Figure 6 indicates similar stress results along the walls of the samples with sharp (S25E and S10W) and filleted (F25W and F10E) corners, i.e., the corner geometries had no long-range effect on the residual stresses in the walls. Measurements at each position were done with the gauge volume centred on the wall thicknesses, and for the longitudinal and transverse orientations to correspond with Figure 3.


To ensure correlation between the simulated and measured stress results, a mesh size of 6.5 χ 6.5 χ 6.5 mm3 was set in the ANSYS Additive Suite simulations. The baseplate was assumed to be a rigid structure, i.e., without any deflection. The model was also set up for the case where each sample was built individually at the centre of its own baseplate. Stress values are given in the figures to provide a correlation between samples with different build heights. Taking account of the assumptions, only the qualitative trends are valid for the comparison with the stresses measured with neutron diffraction. For this mesh size, the simulations of the sharp corner and filleted corners did not lead to any stress differences.
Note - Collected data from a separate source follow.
PR #251, opened 2017-01-21
Move compiler-dependent code into a module

### LINKED ISSUE #207: Core depends on scala-compiler
The stuff in `generic` is cool. Like super-cool. However, a great deal of the time, you don't need the tremendous power that it provides for defining arbitrary tests. When this is the case, it's really a drag that pulling in refined pulls in `scala-compiler.jar`, as `scala-compiler.jar` is _huge_ (like 15mb). I know it's really a hassle to split projects up into modules, but it would really be great if `generic` was in its own module in order to shrink the disk-wise footprint of refined's dependency set.

clhodapp:
Fixes #207
I rejiggered the parts of the build related to binary dependency checking a bit and bumped the version to 0.7.0 (-SNAPSHOT), since the change is breaking.

### DIFF
--- a/build.sbt
+++ b/build.sbt
@@ -22,7 +22,8 @@ val pureconfigVersion = "0.5.0"
 val macroParadise = compilerPlugin(
   "org.scalamacros" % "paradise" % macroParadiseVersion % Test cross CrossVersion.full)
 
-val allSubprojects = Seq("core", "scalacheck", "scalaz", "scodec", "pureconfig")
+val allSubprojects =
+  Seq("core", "eval", "scalacheck", "scalaz", "scodec", "pureconfig")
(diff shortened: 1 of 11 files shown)


fthomas:
This looks great, @clhodapp. Thanks for taking care of this issue!

clhodapp:
Thanks for merging! A release including this would be highly appreciated sooner rather than later, as I'm finding that I get classloading failures under Scala 2.12 with Typelevel Scala (that would be fixed by a release of this change).

clhodapp:
Also :crossed_fingers: that I didn't break the release process. I _think_ it should work.

fthomas:
I'll try to release 0.7.0 today or tomorrow. One thing I'd like to do before is to mark the dependency on `scala-reflect` also as "provided".

PR #253, opened 2017-01-24
Mark the dependency on scala-reflect as "provided"

fthomas:
see also https://github.com/fthomas/refined/issues/207


fthomas:
Hmm, this failed. Not sure why this works for shapeless or circe but not for refined. Anyhow, closing.

PR #254, opened 2017-01-25
Fix build

fthomas:


clhodapp:
D'oh! I guess I changed it from `Seq` to `Set` and forgot to update the template... Sorry about that! Perhaps this will work now, as the artifacts are now in maven central.

fthomas:
No worries! The build still fails because refined-eval is not yet on Maven Central. Since refined goes to Maven Central via Bintray, new modules need to be added to JCenter before they can be synced to Maven Central. I'm still waiting for Bintray to add refined-eval to JCenter.

PR #7666, opened 2015-02-03
add download link to editor

### LINKED ISSUE #7642: Provide download link in the editor view
The `File` menu in the editor has New, Save, and Rename but no way to download the files.

I'm guessing that adding the `/files/{filename}` endpoint is simple enough. Where it seems to fail for me is in detecting the content type.

For context, I'm trying to use JupyterHub with a Chromebook to see what the experience is like.

minrk:
closes #7642


rgbkrk:
Cool.

takluyver:
Tested, looks good.

PR #7668, opened 2015-02-03
Add KernelSpecManager.whitelist

minrk:
set of allowed kernels by name

Mainly useful for excluding the 'native' python2/3 kernel, but it's generic.

This was requested somewhere, but I can't find an Issue for it, so I'm going to assume it was on gitter / mailing list.


takluyver:
Seems OK. I'll give it a day for others to look at it, then merge.

Issue #7673, opened 2015-02-03
Selection widget reverse lookup with numpy arrays


SylvainCorlay:
With selection widgets, a reverse lookup occurs when setting a new value to check whether the new valid is among the available options. This lookup uses the `==` operator, which is overloaded for numpy.array. 

We should give the possibility to the user to provide his own comparison predicate on construction of the selection widgets.

minrk:
We use equality to trigger change events on traitelts, don't we? Doesn't this need to be fixed at the lowest traitlets level as well?

minrk:
Apparently the equality check has been removed in underlying traitlets (which treats all numpy arrays as unequal, even identical ones).

PR #7674, opened 2015-02-03
Allow predictate to be used for comparison in selection widgets

SylvainCorlay:
Meant to solve #7673. Let me know what you think.


SylvainCorlay:
In the case of a numpy array, one can use `np.array_equal`.

minrk:
Isn't there a much larger issue related to the trait change events and numpy arrays?

SylvainCorlay:
@minrk done. I don't think that the failed test is related with my change.

minrk:
@SylvainCorlay no, definitely not related. I'll wait for Travis to double check, then merge. Thanks!

minrk:
Thanks

PR #7678, opened 2015-02-03
Convert cpasted code to unicode on Python 2

### LINKED ISSUE #7676: cpaste magic error with logging history
I am having a similar problem to issue #2412 upgrading from ipython==2.1.0 to ipython==2.3.1. Here is [my setup](https://gist.github.com/tlmaloney/ba7663022678da201808), I have just one startup script that logs. And [here is the error](https://gist.github.com/tlmaloney/1cb609c12ee864166c42) I'm getting. If I remove the `05_log.py` file from the startup folder, I get no errors when using `%cpaste`.

takluyver:
Closes gh-7676

No test, because this is very awkward code to test, but I can't reproduce the error manually after this change.

### DIFF
--- a/IPython/terminal/interactiveshell.py
+++ b/IPython/terminal/interactiveshell.py
@@ -66,7 +66,7 @@ def get_pasted_lines(sentinel, l_input=py3compat.input, quiet=False):
         prompt = ""
     while True:
         try:
-            l = l_input(prompt)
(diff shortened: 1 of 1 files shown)


tlmaloney:
Confirmed these changes work, I made them against master in a virtualenv, thanks a ton!

takluyver:
No worries, thanks for confirming the fix.

PR #7680, opened 2015-02-04
Fix widget view persistence.

### LINKED ISSUE #7679: Widget persistence bug
When reloading a notebook that has multiple widget states saved in the browser's local storage, the last widget instantiated is rendered all the widget output areas. 

This should probably be solved before 3.0

jdfreder:
Corrects a variable's scope.

closes #7679

@sylvaincorlay

### DIFF
--- a/IPython/html/static/widgets/js/manager.js
+++ b/IPython/html/static/widgets/js/manager.js
@@ -381,16 +381,18 @@ define([
                         };
 
                         // Get the views that are displayed *now*.
-                        model_promises.push(utils.resolve_promises_dict(model.views).then(function(model_views) {
-                            for (var id in model_views) {
-                                if (model_views.hasOwnProperty(id)) {
-                                    var view = model_views[id];
-                                    if (view.options.cell_index) {
-                                        state[model_id].views.push(view.options.cell_index);
+                        (function(local_state) {
+                            model_promises.push(utils.resolve_promises_dict(model.views).then(function(model_views) {
+                                for (var id in model_views) {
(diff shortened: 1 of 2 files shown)


SylvainCorlay:
Checked out the branch and it does fix the issue.
(One needs to re-execute the cells once first, because whatever was in the local storage before your fix was probably wrong. )

minrk:
@jdfreder thanks for the fix, @SylvainCorlay thanks for the report and confirmation of the fix.

@jdfreder is this something that can be reasonably tested?

SylvainCorlay:
`phantomjs` apparently supports local storage.

jdfreder:
@minrk last commit adds a test.

minrk:
It wasn't possible to test the return value of `get_state` directly? That wasn't incorrect?

SylvainCorlay:
In general, now that you are using the local storage for the widgets, Phantomjs' local storage should probably be cleared before running any test suite.
http://stackoverflow.com/questions/18408868/disabling-localstorage-on-phantomjs-for-clean-testing

jasongrout:
for what it's worth, @jdfreder's analysis and fix of the problem seems appropriate.

SylvainCorlay:
Yeah, :+1:  on this.

jdfreder:
@minrk yeah, the `get_state` call is what was returning an incorrect value.  I implemented the test the way I did so it tests the entire feature.

minrk:
Makes sense, you just said it was ugly, and I thought there might be a way for it to be less so. Thanks!

PR #7667, opened 2015-02-03
Dashboard selector dropdown.

jdfreder:
closes #7637

~~Before anyone asks, I tried hard to find a quick/easy way to make the checkbox a tristate (including manually overlaying fa-minus, etc...).  There are no good ways to do this.  We will either need our own control or another third party component- which I don't think we should do at this point (maybe in our next major release).~~

@ellisonbg for design review.

Issue #7628, opened 2015-01-29
Dashboard : Number of selected items 


Carreau:
I think a number of selected items near the buttons would be nice. 

Or at least a indication one/many. I tend to scroll and switch windows before going back to top to click on the action, and I'm not sure how many items are selected; or if something was selected from a previous time I was on the windows, and I did nothing.

PR #7681, opened 2015-02-04
Streamline tree-selector menu

mathieu1:
Streamlines the menu from #7667 with
- Shorter text, with icons.
- Main checkbox no longer opens the dropdown.
  Instead it just selects all/none.
- Fewer menu items but more actions possible by adding checkboxes
  in the menu
- Menu stays open until clicking outside.

Here's how it looks:
tree-selector

Of course, this needs some CSS work for it to look right, but let's see what you guys think about the mechanics first.
JS comments / CSS help and suggestions warmly welcome!

With more CSS tweaking, we could make that menu more compact so that this could be a dropup instead of a dropdown to avoid hiding the first items in the list (currently, the top of the menu is hidden behing Jupyter, see below)
dropup

### DIFF
--- a/IPython/html/static/tree/js/notebooklist.js
+++ b/IPython/html/static/tree/js/notebooklist.js
@@ -499,12 +499,17 @@ define([
             if (selected_nums[i] === 0) {
                 $('#'+checkbox_ids[i])[0].indeterminate = false;
                 $('#'+checkbox_ids[i]).prop('checked', false);
-            } else if (selected_nums[i] === total_nums[i]) {
-                $('#'+checkbox_ids[i])[0].indeterminate = false;
-                $('#'+checkbox_ids[i]).prop('checked', true);
+                $('#badge-'+checkbox_ids[i]).text('');
             } else {
-                $('#'+checkbox_ids[i]).prop('checked', false);
-                $('#'+checkbox_ids[i])[0].indeterminate = true;
+                // Update badge
+                $('#badge-'+checkbox_ids[i]).text(selected_nums[i]);
+                if (selected_nums[i] === total_nums[i]) {
+                    $('#'+checkbox_ids[i])[0].indeterminate = false;
+                    $('#'+checkbox_ids[i]).prop('checked', true);
+                } else {
+                    $('#'+checkbox_ids[i]).prop('checked', false);
+                    $('#'+checkbox_ids[i])[0].indeterminate = true;
+                }
             }
         }
     };
--- a/IPython/html/static/tree/js/notebooklist.js
+++ b/IPython/html/static/tree/js/notebooklist.js
@@ -122,12 +122,9 @@ define([
             $('.delete-button').click($.proxy(this.delete_selected, this));
 
             // Bind events for selection menu buttons.
-            $('#tree-selector .select-all').click($.proxy(this.select_all, this));
-            $('#tree-selector .select-notebooks').click($.proxy(this.select_notebooks, this));
-            $('#tree-selector .select-running-notebooks').click($.proxy(this.select_running_notebooks, this));
-            $('#tree-selector .select-files').click($.proxy(this.select_files, this));
-            $('#tree-selector .select-directories').click($.proxy(this.select_directories, this));
-            $('#tree-selector .deselect-all').click($.proxy(this.deselect_all, this));
+            $('.tree-selector').change(function(){that.select($(this).attr('id'),$(this).is(':checked'))});
+            // Do not propagate click for the menu to prevent the menu from closing
+            $('#tree-selector-menu').click(function(event){event.stopPropagation();})
         }
     };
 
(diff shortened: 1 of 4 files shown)


mathieu1:
One could easily address #7628 using badges... (will fix the UI quirks later if this stays)
badges

dsblank:
If the counts could be right-justified on the menu row, that would look nice.

jdfreder:
@mathieu1 I like this idea a lot!  

Few of points:
- I don't think that we should make the dropdown a drop-up.  I don't think it's that big of deal if the first few rows are not visible because the dropdown blocks them.
- I feel a little uneasy about the "stickyness" of the menu - the dropdown not hiding when you select an item.
- I think the count is a good idea.  If we decide not for all the items, I think we should at least show it for the running notebooks.

jdfreder:
@ellisonbg design review.

jasongrout:
Wow, the demos above look really nice!

mathieu1:
@jdfreder I don't have strong feelings regarding stickyness, but here are two good things about it:
- a priori it doesn't slow down common actions (like select all (running) notebooks and shutdown), and can significantly speed up rarer ones (like select idle notebooks).
- more importantly, when clicking on an "undetermined" checkbox, the user usually doesn't know the outcome of clicking (whether it's going to select all or none), and actually expects to be able to click twice in case he doesn't get the result he wants.

dsblank:
Another use for the counts is to actually count the items (rather than using it to select them). I have an extension allowing students to turn in their notebooks for homework, and I'd like to know how many have/have not quickly. (Not critical, of course, because I can pop over to a terminal... but this would be handy).

mathieu1:
@dsblank Maybe selecting all notebooks is easy enough to see how many there are.

dsblank:
Yes, that is all that I mean... I would like the counts for notebooks... I
like this, with the counts for notebooks +1 (and other counts, too).

mathieu1:
@dsblank Ok thanks, I thought you wanted another counter.

Rebased to include #7687, which solves refreshing issues.

Also improved the global experience:
- Disable checkboxes when there is nothing to select
- Avoid selecting the parent folder `..`
- right-alignment of badges in the menu
- HTML and CSS improvements for better look (still needs reworking)
Yet another screenshot:
disabled

Carreau:
1 - Awesome increase in usability.
2 - Stil a big code change for 3.0, so would like more votes. 
3 - small request/question to others : badge in the 'select all'  to  show the total number of selected items.

mathieu1:
About @Carreau's 3rd suggestion, the difficult question is really about the positioning of the badge. I don't quite see where to put it so that it doesn't look ugly... Current look below:
select-all-badge

(BTW, for some reason all my checkboxes turned grey (using Chrome) all of a sudden, *even on master*, and I haven't been able to figure out why (cleaning cache didn't help, nor rebooting). Does anyone else have the same issue?)

takluyver:
Would it look nicer as a plain number without the circle? Also, if we do go for that, we should certainly reserve enough width for at least two digits so the things to the right of it aren't moving as you select stuff?

As to the numbers in the dropdown: I would find it more natural if they were constant, showing the total number of folders, notebooks, running notebooks or files in the current view, rather than changing as things are selected.

Carreau:
> As to the numbers in the dropdown: I would find it more natural if they were constant, showing the total number of folders, notebooks, running notebooks or files in the current view, rather than changing as things are selected.

While I disagree, I think you need to know how many thing you have selected mostly I want to know if I have 1 or many thing selected when I want to take an action like deleting. 

> (BTW, for some reason all my checkboxes turned grey (using Chrome) all of a sudden

That would't surprise me from the chrome team to change the appearance of elements.

mathieu1:
A selection of counter styles:
badge-style

mathieu1:
Cleaned up a few remaining quirks. Already got some testing on FF/chrome/safari.

- Ready for review / testing
- Awaiting decision(s) on the counters 
- Further suggestions still welcome

jdfreder:
Since it seems like we are still undecided on some of the things in this PR, I added it to this week's meeting agenda to decide what release we will target it to.

ellisonbg:
I am +1 on fixing the following in 3.1:

* select all/none behavior of main checkbox
* Styling the different menu items (with icons).

I am -1 on the complexity of the item count tags, the sticky menu and the
checkboxes in the menu. Feels like over design.

On Mon, Feb 9, 2015 at 12:17 PM, Jonathan Frederic <notifications@github.com
> wrote:

> Since it seems like we are still undecided on some of the things in this
> PR, I added it to this week's meeting agenda to decide what release we will
> target it to.
>
> —
> <https://github.com/ipython/ipython/pull/7681#issuecomment-73581749>.
>



-- 
Brian E. Granger

takluyver:
We discussed this in the dev meeting today, and more or less agreed with @ellisonbg 's comment above - we want to keep a couple of small enhancements, but we don't want to add lots of features to this until it's clear which ones people actually want.

mathieu1:
Updated according to @ellisonbg's comments. Specifically:

Kept changes:
- fewer, shorter menu items (too cryptic?), with icons.
- main checkbox does not open menu, but selects all/none.
- total selection count next to main checkbox (unsure if this is to be
kept. It does address #7628).

Removed changes:
- sticky menu.
- checkboxes and counters in menu.

jdfreder:
I think now that the behavior has changed minimally, this can be retargeted for 3.1.  I'm excited about these changes.

IPython/html/static/tree/js/notebooklist.js
```diff
@@ -382,78 +386,26 @@ define([
...
-        this.deselect_all();
-        $('.list_item').each(function(index, item) {
-            if ($(item).data('type') === 'file') {
-                $(item).find('input[type=checkbox]').prop('checked', true);
+            // For each item, determine if the state should be set, depending on the selection_type that triggered select
+            var set_state = (selection_type === "select-all");
+            set_state = set_state || (selection_type === "select-folders" && $(item).data('type') === 'directory');
+            set_state = set_state || (selection_type === "select-notebooks" && $(item).data('type') === 'notebook');
+            set_state = set_state || (selection_type === "select-running-notebooks" && $(item).data('type') === 'notebook' && that.sessions[$(item).data('path')] !== undefined);
+            set_state = set_state || (selection_type === "select-files" && $(item).data('type') === 'file');
```
jdfreder: I have a minor style request here.  These lines are a little long, partially because you keep fetching `$(item).data('type')`.  Could you put that in a variable, like `type` or `item_type`?

IPython/html/static/tree/js/notebooklist.js
```diff
@@ -382,78 +386,26 @@ define([
...
+            if (set_state) {
+                $(item).find('input[type=checkbox]').prop('checked', state);
             }
```
jdfreder: I'm not sure that this behavior makes sense anymore.  Why not remove the `state` function argument, renamed `set_state` to `state`, and get rid of the conditional?

mathieu1:
@jdfreder Thanks for your comments, I just addressed them. The second suggestion changes a bit the behavior : selecting "all notebooks" for exemple will now also deselect everything else (before, it was just adding all notebooks to the selection, but not changing the rest). The current behavior is exactly like Gmail's.

Reminder to self/all: if merged for 3.x, this also fixes #7737

jdfreder:
Travis failure was sporadic.  I restarted the test.  @Carreau @ellisonbg or @minrk want to review and merge this?  I'm okay with it in it's current state :+1:

ellisonbg:
It would be good to get some more detailed review, but overall I like the current state. Thanks for the work on this! The only part of it that I am 50/50 on is the overall selected count display. I can go either way on this depending on what other's think.

minrk:
Looks good to me. The only thing I might change is the padding around the number, so that it doesn't jump when it changes. But I think it's good enough to merge right now, and we can continue with smaller improvements later.

mathieu1:
@minrk Do you mean adding even more space so that, say, 3-digit numbers would fit? Anyhow, merging and keeping smaller fixes for later is fine with me as well.

jdfreder:
Thanks @mathieu1

minrk:
@mathieu1 I would pick a balance - at least two digits shouldn't change width, but maybe three would be okay. It's a tradeoff of how much space it should take up. Alternately, it could be placed somewhere else, such that expanding doesn't push other elements around.

PR #7683, opened 2015-02-04
fill #site height with notebook containers

### LINKED ISSUE #7677: DropDown widget getting cut off
I am playing around with the widgets in iPython 3.0.0b1 and found that the DropDown widget gets cutoff if there aren't a sufficient number of cells underneath the cell that's displaying the widget. It's better explained using the two images attached. As you can see, in the first image, the dropdown menu is cut-off without showing all of the options. In the second image -- where another cell has been added below the current cell -- the drop down shows one more option but still gets cut off. 

For a drop down with 10-15 options, this seems like a less than ideal way to get the DropDown widget to display all its options. Isn't there a way to set the `overflow-y` property or something to get it to scroll instead?

img1

img2

minrk:
avoids cutoff of overlay elements

closes #7677

### DIFF
--- a/IPython/html/static/notebook/less/notebook.less
+++ b/IPython/html/static/notebook/less/notebook.less
@@ -8,12 +8,14 @@
 
 #ipython-main-app {
     .border-box-sizing();
+    height: 100%;
 }
 
 div#notebook_panel {
     margin: 0px;
     padding: 0px;
     .border-box-sizing();
+    height: 100%;
 }
 
 #notebook {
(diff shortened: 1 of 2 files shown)


jdfreder:
@minrk the code looks goods.  Testing functionality...

minrk:
@jdfreder ha, I think the code is horrible and I hate it, but it seems to work.

jdfreder:
:P Well I wish I could tell you I knew of a better way to do it.

Verified the problem and then verified that this fixes it.  Thanks!

PR #7687, opened 2015-02-04
Defined selected in notebooklist constructor

jdfreder:
@jasongrout


jasongrout:
This seems to fix the error I was seeing, so +1.

PR #7694, opened 2015-02-05
bump pyzmq version dependency to 13

minrk:
pyzmq < 13 doesn't work with tornado >= 3, which we also require.

This results in clearer error messages when pyzmq is too old.


Carreau:
+1

Carreau:
Travis is happy. Pressing the green button.

PR #7700, opened 2015-02-05
Don't stop propagation in dashboard

mathieu1:
Stopping click propagation should be avoided when used as a hack
for something else, as it interacts poorly with the open/close
mechanics of Bootstrap menus (amongst others).
(more [here](http://css-tricks.com/dangers-stopping-event-propagation/))

This code preserves the intended behaviour (toggling the checkbox when
clicking on the row, except for the link) without resorting to `stopPropagation()`


jdfreder:
Thanks @mathieu1 , I wasn't aware that this was considered a bad practice.  Good article.

PR #7705, opened 2015-02-06
Remove powershell from script magic defaults

etgalloway:
The powershell script magic does not execute the cell (powershell.exe does not read from stdin, unlike python, bash, etc.).  Typing `%%powershell` has the same affect as typing `!powershell` -- it starts up powershell within IPython.


takluyver:
Thanks for letting us know!

PR #8427, opened 2015-05-12
fix tests

Carreau:
Not sure about the  `.pyc` vs `.pyw` as things mention `.pyw` below which is a window specific thing.

One test was wrong, and I also change `assert`  for the better `_is_none` or `_is_equal` equivalent.

### DIFF
--- a/IPython/utils/tests/test_module_paths.py
+++ b/IPython/utils/tests/test_module_paths.py
@@ -25,6 +25,8 @@ from IPython.testing.tools import make_tempfile
 
 import IPython.utils.module_paths as mp
 
+import nose.tools as nt
+
 env = os.environ
 TEST_FILE_PATH = split(abspath(__file__))[0]
 TMP_TEST_DIR = tempfile.mkdtemp()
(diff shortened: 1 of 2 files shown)


IPython/utils/tests/test_module_paths.py
```diff
@@ -79,47 +81,48 @@ def test_get_init_2():
...
 
 def test_find_mod_4():
     modpath = join(TMP_TEST_DIR, "pack.py")
-    assert mp.find_mod("pack") == modpath
+    nt.assert_equal(mp.find_mod("pack"), modpath)
 
 def test_find_mod_5():
-    assert mp.find_mod("packpyc") is None
+    modpath = join(TMP_TEST_DIR, "packpyc.pyc")
+    nt.assert_equal(mp.find_mod("packpyc"), modpath)
```
Carreau: This test was wrong after the fix.

damianavila:
:+1:

IPython/utils/tests/test_module_paths.py
rgbkrk: good catch

PR #8428, opened 2015-05-12
Add history_load_length configurable option

### LINKED ISSUE #8426: Load more history into readline buffer at startup
I'm curious why, at startup in core/interactiveshell.py, the readline history is populated with a hard coded value of only 1000 (instead of, say, the configuration parameter history_length) history entries.

I've personally wished I had more history.

aerusso:
This resolves #8426 with a configurable option "history_load_length" determining the number of history entries loaded into the readline buffer at IPython startup, as @takluyver suggested.

I'm currently running this patch on my own machine.

### DIFF
--- a/IPython/core/interactiveshell.py
+++ b/IPython/core/interactiveshell.py
@@ -393,7 +393,7 @@ class InteractiveShell(SingletonConfigurable):
 
     history_load_length = Integer(1000, config=True, help=
         """
-        Determines the number of saved history entries to be loaded
+        The number of saved history entries to be loaded
         into the readline buffer at startup.
         """
     )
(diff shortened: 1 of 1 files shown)


IPython/core/interactiveshell.py
```diff
@@ -391,6 +391,13 @@ def _prompt_trait_changed(self, name, old, new):
 
     history_length = Integer(10000, config=True)
 
+    history_load_length = Integer(1000, config=True, help=
+        """
+        Determines the number of saved history entries to be loaded
```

Figure 7 and Figure 8 respectively shows the spatial stress maps for the transverse component generated in the ANSYS simulations for the 10 mm and 25 mm samples. However, the influence of the corner geometries could not be resolved when using a 6.5 χ 6.5 χ 6.5 grid size. Furthermore, it was observed in the simulations that the 10 mm samples showed tensile stresses towards the lower wall corner edges and top midsection. Although compressive stresses were identified, this was more prevalent from the bottom midsection to about half the sample height and the top corner edges (as shown in Figure 7).



The 25 mm samples were generally compressive, in contrast to the 10 mm samples, with the lower wall edges showing some tensile stress, similar to the 10 mm samples. The top midsection of the 25 mm sample showed minimal tensile stress magnitude, however, the central region of the sample showed a significant compressive stress magnitude of approximately 300 MPa. Similar observations were made with the neutron diffraction experiments. Thus, it can be concluded that the experimental and simulation results compare well.

Table I shows the difference in the stress magnitudes (purely for comparison to enable correlation between the different sample heights) for the 10 mm and the 25 mm high samples. In the simulations, the stress magnitudes increased along the print height. The maximum distortion shows longitudinal shrinkage along the laser track (x-direction) which increased as the build height increased.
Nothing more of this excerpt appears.